[Information supplied Boundary: Start]
PR #119, opened 2019-02-20
Don't include timestamp in cold image

edjubuh:
#### Summary:
Remove timestamp compilation from cold ELF

#### Motivation:
If you have multiple projects with the same set of libraries (e.g. same hash) but the cold ELF was compiled at different times, then the CRCs won't match even though the relevant symbols are equivalent.

#### Test Plan:
- [x] Still compiles
- [x] Create two projects, compile cold ELFs independently, and CRCs should still match
  - Validated by me and @jcgrif


HotelCalifornia:
as this is a hotfix, it should be based on master directly

PR #120, opened 2019-02-20
Correction of annotation errors in exposure

3038922:
Signed-off-by: 3038922 <31612534@qq.com>

#### Summary:

It's just a revision of the notes. My students found it.
#### Test Plan:

- [ ] test item
```
int32_t vision_set_exposure(uint8_t port, const uint8_t percent) {
	claim_port(port - 1, E_DEVICE_VISION);
	// This translation comes from VEX to match the brightness represented in vision utility
	vexDeviceVisionBrightnessSet(device->device_info, (((int)((percent * 100) + 50)) / 255));
	return_port(port - 1, 1);
}
```
if percent ==100
((100 *100)+50)/255=  39
I'm not sure if this is correct.

### DIFF
--- a/include/pros/vision.h
+++ b/include/pros/vision.h
@@ -267,7 +267,7 @@ vision_object_s_t vision_get_by_code(uint8_t port, const uint32_t size_id, const
  * \param port
  *        The V5 port number from 1-21
  *
- * \return The current exposure setting from [0,150], PROS_ERR if an error
+ * \return The current exposure setting from [0,100], PROS_ERR if an error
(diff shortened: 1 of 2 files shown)


edjubuh:
Ah, thanks for pointing this out. We need to update the purduesigbots/pros-docs to reflect the change. In 3.1.5, we changed the parameter to match the scaling used in the Vision Sensor Utility, which is [0, 150]. It was previously [0, 100] as you're noting from the online documentation.

PR #130, opened 2019-03-11
Migate kernel makefile to test_output_2

edjubuh:
#### Summary:
Migrate kernel makefile to `test_output_2` and make make make again.

#### Motivation:
It's broken because `@cd` isn't a command. `@` was supposed to suppress echoing the whole command, but `test_output` has changed.

##### References (optional):
#123 

#### Test Plan:
- [X] It build


include/api.h
```diff
@@ -41,8 +41,8 @@
 
 #define PROS_VERSION_MAJOR 3
 #define PROS_VERSION_MINOR 1
-#define PROS_VERSION_PATCH 6
-#define PROS_VERSION_STRING "3.1.6"
+#define PROS_VERSION_PATCH 7
+#define PROS_VERSION_STRING "3.1.7-dirty.6.021f8be"
```
HotelCalifornia: dunno about that

HotelCalifornia: same in version below 👇

edjubuh: whoops fixed.

PR #138, opened 2019-04-16
A college student gave me advice.

3038922:
A college student gave me advice.,I only know that this can alleviate the mutex problem.I don't understand the principle.


edjubuh:
Is there a test plan for this PR? I'm not against the adding `__sync_synchronize`, but want to make sure that you have a clean demonstration of it.

edjubuh:
Also, what version of the toolchain are you using?

```bash
arm-none-eabi-gcc --version
```

3038922:
```
arm-none-eabi-gcc.exe (GNU Tools for Arm Embedded Processors 8-2018-q4-major) 8.2.1 20181213 (release) [gcc-8-branch revision 267074]
```
Before that, if I used the official PID, his speed loop was often out of sync. The chassis boot was skewed. Just use this. I don't know what this function is for. I just think it's useful.

We are used ccls language server. so we changed .gitignore.
I'm not familiar with pull requests. Errors sent my own. gitignore. So I deleted him.

edjubuh:
I'm still not clear why you think this ought to be added. I can compile with an explicit call to `__sync_synchronize` and it properly puts a `dmb` instruction in the output. I used the the 8-2018-q4-major toolchain from Arm's website.

PR #139, opened 2019-04-21
Fix incorrect port type

TixoRebel:
#### Summary:
Fix incorrect port type in some motor functions

#### Motivation:
They were different from everywhere else with seemingly no reason.

#### Test Plan:

- [x] Still compiles


edjubuh:
Good catch, thanks!

edjubuh:
Make it so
[Information supplied Boundary: End]
### What to work on
Please copy every line of the records above in which "none" appears.

### Answer box
arm-none-eabi-gcc --version
arm-none-eabi-gcc.exe (GNU Tools for Arm Embedded Processors 8-2018-q4-major) 8.2.1 20181213 (release) [gcc-8-branch revision 267074]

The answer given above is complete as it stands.